Fresh seafood is rising in price and frozen seafood is increasing in popularity

It is perhaps not unexpected that it is fresh seafood that declines the most due to increased prices. Natural, fresh seafood is the category where the average price has increased the most, by as much as 15 per cent in a year. Therefore, we can also see that an increased preference for frozen seafood has developed, at the expense of purchasing fresh fish.

At the same time, processed fresh seafood has seen a marginal increase, and frozen processed seafood has decreased somewhat. Frozen seafood has also increased in price, but from an initially lower price point. Processed fresh products are those that have increased the least in price.

Prawns do well in the grocery sector. Photo: Norwegian Seafood Council

We mostly eat salmon, cod and shrimp

Of all seafood species, it is salmon, cod and prawns that are eaten the most. In addition, Norwegians eat a lot of seafood products with a mixed species content. Together, these four "species", including the mixed species category, account for almost 60 percent of all seafood purchased in 2023.

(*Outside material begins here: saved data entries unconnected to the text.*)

PR #643, opened 2025-02-24
Added timeout to kvikio requests

### LINKED ISSUE #613: Set timeouts for HTTP requests
xref https://github.com/rapidsai/kvikio/pull/603#issuecomment-2634061687

Investigate whether it's possible for the current remote IO implementation to hang indefinitely. https://curl.se/libcurl/c/CURLOPT_TIMEOUT.html describes the option we probably want. We can add that as an option in `libcurl.cpp` next to the other CURLOPTs.

We'd need to figure out a good default value for this parameter and a way to configure it.

There's an interaction with #603: timeout errors raised by libcurl is one of the non-completed HTTP request / response errors that should be retried automatically (along with things like closed sockets).

TomAugspurger:
This PR adds a timeout configuration value, which controls [CURLOPT_TIMEOUT](https://curl.se/libcurl/c/CURLOPT_TIMEOUT.html) on the remote IO requests we make with libcurl.

The default timeout is 60 seconds. Timeouts are considered retryable errors, so the retry logic has been updated to handle that in addition to HTTP status codes.

Closes #613.


madsbk:
I guess it should follow the style of https://github.com/rapidsai/kvikio/pull/644 ?
cc. @kingcrimsontianyu

TomAugspurger:
Updated to use the new config system.

cpp/src/defaults.cpp
```diff
@@ -129,6 +129,16 @@ defaults::defaults()
     }
     _http_max_attempts = env;
   }
+
+  // Determine the default value of `http_timeout`
+  {
+    const long env = getenv_or("KVIKIO_HTTP_TIMEOUT", 60);
```
madsbk, line 135:
```suggestion
    long const env = getenv_or("KVIKIO_HTTP_TIMEOUT", 60);
```

madsbk (approved):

The fish food is mainly purchased for groceries but is also increasing within large households. Salmon and cod are in decline both within grocery and large households in 2023, while prawns are doing well in grocery.

Fish and shellfish: 19 percent of store-bought proteins

Compared to other protein sources, fish and shellfish make up a total of 19 percent of all proteins we buy in stores.

"We are not unhappy with owning 19 percent of protein sales - but it is clear that we still have a lot to do here. Based on new figures from Ipsos, we also see that particularly young Norwegians are becoming more and more concerned with proteins in particular. Seafood, which is densely packed with nutrients, therefore has great potential", notes Gundersen.

About the report

Flesland Market information uses turnover figures from wholesalers and suppliers, and in this way, we can estimate how much seafood is consumed in Norway.

These figures provide an overview of the total amount of seafood sold to shops, restaurants, and large households, measured in product weight. The data from this report says nothing about wastage, or about fish that are not eaten for various reasons. This means that the consumption figures will be lower than estimated.